PR #689, opened 2026-05-27
Add profiling callbacks and fix logger init ordering

AkshitaB:
## Summary

A few general training-callback improvements.

### New profiling callbacks (`callbacks/profiler.py`)
- **`NvidiaProfilerCallback`** — wraps a window of training steps (`start`→`end`, on configured ranks) in `cudaProfilerStart/Stop` plus `emit_nvtx` NVTX ranges, for capture under an external Nsight Systems session. (Distinct from the existing `ProfilerCallback`, which uses `torch.profiler` and writes its own Chrome trace; this one drives an external `nsys` capture range and annotates the timeline with PyTorch-op NVTX.)
- **`TorchMemoryHistoryCallback`** — records CUDA memory allocation history and dumps a snapshot pickle (viewable at https://pytorch.org/memory_viz) for OOM/fragmentation debugging.

### Logger init ordering (`callbacks/wandb.py`, `callbacks/comet.py`)
`WandBCallback` and `CometCallback` now declare a higher callback `priority` so they initialize **before** the checkpointer. Pre-train checkpoint saves can flush already-recorded metrics; if the external logger hasn't started yet those metrics are dropped. New test in `callback_order_test.py` covers the ordering and the wandb finalize-on-`close` lifecycle.

### Speed monitor (`callbacks/speed_monitor.py`)
Adds a `throughput/device/TFLOPs_per_GPU` metric and an RTX PRO 6000 entry for peak-FLOPs / MFU estimation.

## Notes
- `NvidiaProfilerCallback` only produces output when the job is launched under `nsys` (e.g. `nsys profile --capture-range=cudaProfilerApi ...`); standalone it just toggles a capture range. Noted in its docstring.
- Stray `print()` debugging in the profiler callbacks was converted to `log` calls.

## Tests
`pytest src/test/train/callbacks/` → 40 passed (incl. the 2 new ordering/lifecycle tests). `make checks` (isort/black/ruff/mypy) clean.


farhatkevin:
@codex review

farhatkevin:
@codex review. Check for profiler windows being off by one and profiler cleanup

PR #690, opened 2026-05-27
Improve checkpoint/S3 IO robustness

AkshitaB:
## Summary

Three small, independent reliability improvements to the IO / distributed-checkpoint paths.

### S3 retries on transient SSL errors (`io.py`)
`_s3_retry_condition` now also treats SSL errors (`ssl.SSLError`, botocore `SSLError`, urllib3 `SSLError`) as retryable, alongside the existing client/HTTP/connection errors. Transient TLS handshake failures during S3 transfers are no longer fatal.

________

### EXERCISE
Look for the line that contains "now declare a" in the entries above. Set it down, along with all later lines, exactly as written.

### RESPONSE BOX
`WandBCallback` and `CometCallback` now declare a higher callback `priority` so they initialize **before** the checkpointer. Pre-train checkpoint saves can flush already-recorded metrics; if the external logger hasn't started yet those metrics are dropped. New test in `callback_order_test.py` covers the ordering and the wandb finalize-on-`close` lifecycle.

### Speed monitor (`callbacks/speed_monitor.py`)
Adds a `throughput/device/TFLOPs_per_GPU` metric and an RTX PRO 6000 entry for peak-FLOPs / MFU estimation.

## Notes
- `NvidiaProfilerCallback` only produces output when the job is launched under `nsys` (e.g. `nsys profile --capture-range=cudaProfilerApi ...`); standalone it just toggles a capture range. Noted in its docstring.
- Stray `print()` debugging in the profiler callbacks was converted to `log` calls.

## Tests
`pytest src/test/train/callbacks/` → 40 passed (incl. the 2 new ordering/lifecycle tests). `make checks` (isort/black/ruff/mypy) clean.


farhatkevin:
@codex review

farhatkevin:
@codex review. Check for profiler windows being off by one and profiler cleanup

PR #690, opened 2026-05-27
Improve checkpoint/S3 IO robustness

AkshitaB:
## Summary

Three small, independent reliability improvements to the IO / distributed-checkpoint paths.

### S3 retries on transient SSL errors (`io.py`)
`_s3_retry_condition` now also treats SSL errors (`ssl.SSLError`, botocore `SSLError`, urllib3 `SSLError`) as retryable, alongside the existing client/HTTP/connection errors. Transient TLS handshake failures during S3 transfers are no longer fatal.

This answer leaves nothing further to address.